Talvez o mais importante em tudo isso seja perceber que esses três 'rótulos' não
são essências. São categorias que operamos como leitores ou críticos. Nós produzimos
textos como marginais, situando-os em relação a outras estruturas dominantes; optamos
por ler os primeiros textos de mulheres como um trabalho pré-feminista; decidimos
trabalhar em textos "femininos". As definições aqui propostas pretendem ser abertas ao
debate, e não eliminá-lo, embora também devam dizer algo sobre o terreno em que o
debate pode ser frutífero: política, biologia e marginalidade parecem ser questões
fundamentais aqui. Não existe, infelizmente, um texto intrinsecamente feminista: dado o
contexto histórico e social adequado, todos os textos podem ser recuperados pelos
poderes dominantes — ou apropriados pela oposição feminista.
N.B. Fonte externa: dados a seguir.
PR #8355, opened 2024-08-16
elfloader changes for shim patching for aie4

HimanshuChoudhary-Xilinx:
Host address patching on shimBD for aie4.

aie4 have different shimbd configuration, Patching is done on 0th and 1st word of BD.

added new patching schema, shim_dma_aie4_base_addr_symbol_kind

### DIFF
--- a/src/runtime_src/core/common/api/xrt_module.cpp
+++ b/src/runtime_src/core/common/api/xrt_module.cpp
@@ -45,7 +45,6 @@ namespace
 static constexpr size_t column_page_size = AIE_COLUMN_PAGE_SIZE;
 static constexpr uint8_t Elf_Amd_Aie2p  = 69;
 static constexpr uint8_t Elf_Amd_Aie2ps = 64;
-static constexpr uint8_t Elf_Amd_npu3   = 65;
 
 static const char* Scratch_Pad_Mem_Symbol = "scratch-pad-mem";
 static const char* Control_Packet_Symbol = "control-packet";
@@ -116,6 +115,7 @@ struct patcher
     scalar_32bit_kind = 3,
     control_packet_48 = 4,              // patching scheme needed by firmware to patch control packet
     shim_dma_48 = 5,                    // patching scheme needed by firmware to patch instruction buffer
+    shim_dma_aie4_base_addr_symbol_kind = 6, // patching scheme needed by AIE4 firmware
     unknown_symbol_kind = 8
   };
 
@@ -140,7 +140,6 @@ struct patcher
 
   buf_type m_buf_type = buf_type::ctrltext;
   symbol_type m_symbol_type = symbol_type::shim_dma_48;
-  uint8_t m_os_abi = Elf_Amd_Aie2p;
 
   struct patch_info {
     uint64_t offset_to_patch_buffer;
@@ -150,9 +149,8 @@ struct patcher
 
   std::vector<patch_info> m_ctrlcode_patchinfo;
 
-  patcher(uint8_t os_abi, symbol_type type, std::vector<patch_info> ctrlcode_offset, buf_type t)
-    : m_os_abi(os_abi)
-    , m_buf_type(t)
+  patcher(symbol_type type, std::vector<patch_info> ctrlcode_offset, buf_type t)
+    : m_buf_type(t)
     , m_symbol_type(type)
     , m_ctrlcode_patchinfo(std::move(ctrlcode_offset))
   {}
@@ -186,7 +184,7 @@ struct patcher
   }
 
   void
-  patch57_npu3(uint32_t* bd_data_ptr, uint64_t patch)
+  patch57_aie4(uint32_t* bd_data_ptr, uint64_t patch)
   {
     uint64_t base_address =
       ((static_cast<uint64_t>(bd_data_ptr[0]) & 0x1FFFFFF) << 32) |                   // NOLINT
@@ -239,10 +237,11 @@ struct patcher
         break;
       case symbol_type::shim_dma_base_addr_symbol_kind:
         // new_value is a bo address
-        if (m_os_abi == Elf_Amd_npu3)
-          patch57_npu3(bd_data_ptr, new_value + item.offset_to_base_bo_addr);
-        else
-          patch57(bd_data_ptr, new_value + item.offset_to_base_bo_addr);
+        patch57(bd_data_ptr, new_value + item.offset_to_base_bo_addr);
+        break;
+      case symbol_type::shim_dma_aie4_base_addr_symbol_kind:
+        // new_value is a bo address
+        patch57_aie4(bd_data_ptr, new_value + item.offset_to_base_bo_addr);
         break;
       case symbol_type::control_packet_48:
         // new_value is a bo address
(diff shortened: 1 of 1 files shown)


stsoe (changes requested):
Please fill out the PR description.

src/runtime_src/core/common/api/xrt_module.cpp
```diff
@@ -796,7 +814,7 @@ class module_elf : public module_impl
   ert_cmd_opcode
   get_ert_opcode() const override
   {
-    if (m_os_abi == Elf_Amd_Aie2ps)
+    if (m_os_abi == Elf_Amd_Aie2ps || m_os_abi == Elf_Amd_npu3)
```
xdavidz, line 817: I am not an expert of this area of the code, but it looks to me that there are lots of code like
"if aie2ps or aie4(npu3) then ..." can we make it more clear if you don't want to use more comment to explain what we are doing here.
1) can we use aie2ps and aie4 instead of aie2ps and npu3, those seems not a pair in same level
2) can we use a inline function or macro to make those dup code less?

src/runtime_src/core/common/api/xrt_module.cpp
```diff
@@ -223,7 +238,10 @@ struct patcher
         break;
       case symbol_type::shim_dma_base_addr_symbol_kind:
         // new_value is a bo address
-        patch57(bd_data_ptr, new_value + item.offset_to_base_bo_addr);
+        if (m_os_abi == Elf_Amd_npu3)
+          patch57_npu3(bd_data_ptr, new_value + item.offset_to_base_bo_addr);
+        else
+          patch57(bd_data_ptr, new_value + item.offset_to_base_bo_addr);
```
larry9523, line 244: This OK. But I think differentiating this by a new symbol type is cleaner than os_abi. Conceptly, one symobl type should map to one patching schema

dezhiAmd: I think @HimanshuChoudhary-Xilinx is trying to avoid adding more patching schema because currently we only use 3bits  for encoding schema-type.

larry9523: > I think @HimanshuChoudhary-Xilinx is trying to avoid adding more patching schema because currently we only use 3bits for encoding schema-type.

not 4 bits (0-3)?

dezhiAmd:
> Please fill out the PR description.

I keep saying this in almost all PRs from the link below:
https://gitenterprise.xilinx.com/XRT/aiebu/pulls?q=is%3Apr+author%3Achoudhar+

Please, please fill out PR description especially
1) Problem solved by this commit
2) How problem is solved

src/runtime_src/core/common/api/xrt_module.cpp
HimanshuChoudhary-Xilinx: its not a different patching... shimbd in aie2ps and npu3 have different configuration
in aie2ps, host address get patched on 1st,2nd, 8th word of BD while in npu3 its on 0th and 1st word of BD.
it the same 57bit patching

larry9523: > its not a different patching... shimbd in aie2ps and npu3 have different configuration in aie2ps, host address get patched on 1st,2nd, 8th word of BD while in npu3 its on 0th and 1st word of BD. its the same 57bit patching

I would argue shim_dma_48 is not a different patching either. It just patch to second and third of 8 BD WORDs.

OS_ABI is used to determine ELF's architecture. What ELF spec we should follow.

src/runtime_src/core/common/api/xrt_module.cpp
```diff
@@ -42,6 +42,7 @@ namespace
 static constexpr size_t column_page_size = AIE_COLUMN_PAGE_SIZE;
 static constexpr uint8_t Elf_Amd_Aie2p  = 69;
 static constexpr uint8_t Elf_Amd_Aie2ps = 64;
+static constexpr uint8_t Elf_Amd_npu3   = 65;
```
dezhiAmd, line 45: There is no good rationale to add a new os_abi since both aie2ps and npu3 are using 57 bits address internally. But we might consider renaming Elf_Amd_Aie2ps so it can include npu3

dezhiAmd (changes requested):

src/runtime_src/core/common/api/xrt_module.cpp
xuhz: do we have enough symbol type to hold all potential patching method?
if so, then we need something like,
patch57_aie2ps
patch57_aie4
if not, we may need combination of symbol and os_abi, like what Himanshu did.

dezhiAmd: Yes. We do have enough symbol type to hold all potential patching method for the moment.

HimanshuChoudhary-Xilinx: A Open question, if os_abi is about ELF spec, then how we differentiate between a elf with aie2ps controlcode and elf with aie4 controlcode because an elf with aie2ps controlcode will not work on aie4 device or vice-versa.
XRT should have a check on this.

larry9523: > A Open question, if os_abi is about ELF spec, then how we differentiate between a elf with aie2ps controlcode and elf with aie4 controlcode because an elf with aie2ps controlcode will not work on aie4 device or vice-versa. XRT should have a check on this.

I am totally fine if we define a different os_abi between aie2ps and aie4 if we need to. I am just saying we should use a new patching schema at this place instead of using os_abi.

HimanshuChoudhary-Xilinx:
added new patching schema

xuhz (commented):
i think the os_abi is still required, but not to be used to choose patching method
e.g to check an elf compiled with -t aie4 loading to aie4 hw

HimanshuChoudhary-Xilinx:
> i think the os_abi is still required, but not to be used to choose patching method e.g to check an elf compiled with -t aie4 loading to aie4 hw

we dont need os_abi because as @larry9523 said it represent elf spec and elf spec for aie2ps and aie4 is same

HimanshuChoudhary-Xilinx:
> > i think the os_abi is still required, but not to be used to choose patching method e.g to check an elf compiled with -t aie4 loading to aie4 hw
> 
> Let's clean this up by using e_machine

lets clean that in new pr as it will need aiebu changes also

xuhz (approved):
i didn't read the previous comments carefully
we have e_machine to tell aie2ps or aie4
os_abi is not for that purpose. 
but elf_amd_aie2ps is not a good name which caused the confusion. It should be changed in future PR with a better name, something like elf_amd_aie_uc

src/runtime_src/core/common/api/xrt_module.cpp
```diff
@@ -115,6 +115,7 @@ struct patcher
     scalar_32bit_kind = 3,
     control_packet_48 = 4,              // patching scheme needed by firmware to patch control packet
     shim_dma_48 = 5,                    // patching scheme needed by firmware to patch instruction buffer
+    shim_dma_aie4_base_addr_symbol_kind = 6, // patching scheme needed by AIE4 firmware
```
larry9523, line 118: Please update the ELF spce accordingly.

larry9523 (approved):

dezhiAmd (approved):

maxzhen (approved):

xdavidz (approved):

Como Julia Kristeva pode
ter argumentado, todas as formas de linguagem são locais de luta. Como críticas
feministas, nossa tarefa é impedir que os patriarcas se safem com seu truque habitual de
silenciar a oposição. Cabe a nós fazer da luta pelo sentido do signo — o sentido do texto
— um item explícito e inevitável da agenda cultural.